Die Steuerberater-Kooperationsbörse

von RA Hans-Günther Gilgan, Münster

Das berufliche Umfeld der Steuerberater befindet sich seit Jahren in einem tiefgreifenden Veränderungsprozess. Hieraus ergeben sich einerseits zwar Risiken, andererseits aber auch enorme Chancen, die die moderne und zeitgemäße Kanzlei unbedingt nutzen sollte.
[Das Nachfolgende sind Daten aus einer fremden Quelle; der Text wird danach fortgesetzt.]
PR #2164, opened 2019-05-25
docstore: add Key method to driver.Collection

jba:
Add a Key method to driver.Collection that extracts the key from a document.

Use it to check that the key is always present (except for Create).

Also implement the check for ActionList that all documents must be distinct.

This is a first step in implementing the new semantics for action lists.


internal/docstore/docstore.go
```diff
@@ -268,10 +270,45 @@ func (l *ActionList) BeforeDo(f func(asFunc func(interface{}) bool) error) *Acti
...
+func (l *ActionList) toDriverActions() ([]*driver.Action, error) {
 	var das []*driver.Action
 	var alerr ActionListError
+	// Create a set of (document key, is Get action) pairs for detecting duplicates:
+	// an action list can have at most one get and at most one write for each key.
+	type keyAndKind struct {
+		key   interface{}
+		isGet bool
+	}
+	seen := map[keyAndKind]bool{}
```
shantuo: If the `key` is a pointer type, will this cause a false negative match? Should we make sure the key is not a pointer type?

internal/docstore/docstore.go
```diff
@@ -399,6 +436,27 @@ func isIncNumber(x interface{}) bool {
...
+func (l *ActionList) String() string {
+	var as []string
+	for _, a := range l.actions {
+		as = append(as, a.String())
+	}
+	return "[" + strings.Join(as, ", ") + "]"
+}
+
+func (a *Action) String() string {
+	buf := &bytes.Buffer{}
```
shantuo: nit: `buf` can be a `strings.Builder`.

internal/docstore/driver/driver.go
```diff
@@ -24,6 +24,12 @@ import (
 
 // A Collection is a set of documents.
 type Collection interface {
+	// Key returns the document key, or nil if the document doesn't have one. Key
+	// should not return an error if the key is missing unless the collection cannot
```
shantuo: The `unless the collection ...` part reads a little bit hard, maybe separate into its own sentence and explain what it means by `cannot generate a fresh key`?

internal/docstore/dynamodocstore/dynamo.go
```diff
@@ -202,13 +202,27 @@ func newCollection(db *dyn.DynamoDB, tableName, partitionKey, sortKey string, op
...
+		return nil, nil // missing key is not an error
 	}
-	return []string{c.partitionKey, c.sortKey}
+	if c.sortKey != "" {
+		keys[1], _ = doc.GetField(c.sortKey) // ignore error since keys[1] is nil in that case
+	}
+	return keys, nil
 }
 
+// func (c *collection) KeyFields() []string {
```
shantuo: What is this method? Should it be removed?

internal/docstore/dynamodocstore/dynamo.go
```diff
@@ -239,62 +253,31 @@ func (c *collection) runActionsOrdered(ctx context.Context, actions []*driver.Ac
...
-				wm[keys] = true
-			}
-		}
 	}
 	collect()
 	return groups
 }
 
-func (c *collection) shouldSplit(curr, next *driver.Action, wm map[[2]interface{}]bool) bool {
+func (c *collection) shouldSplit(curr, next *driver.Action) bool {
```
shantuo: Add to TODO to group actions as many as possible.

internal/docstore/docstore.go

internal/docstore/docstore.go

internal/docstore/driver/driver.go
jba: Done.

internal/docstore/dynamodocstore/dynamo.go
jba: Done.

internal/docstore/dynamodocstore/dynamo.go
jba: This is all going to be obsolete soon anyway.

jba:
PTAL.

Auf dieser Grundlage wurde durch den Steuerberaterverband Westfalen-Lippe in Zusammenarbeit mit der Quomedia GmbH ein neues Projekt auf die Beine gestellt, um den Steuerberatern dieses Chancenpotenzial optimal zu eröffnen. Auf einer Internetplattform soll es den Berufsangehörigen erleichtert werden, die für eine komplexe Aufgabenstellung notwendigen Spezialisten zu finden und mit ihnen auf einer rechtlich sicheren Basis kooperieren zu können. Im Gegenzug sollen spezialisierte Berater ihr Spezialwissen als Dienstleistung anbieten können. 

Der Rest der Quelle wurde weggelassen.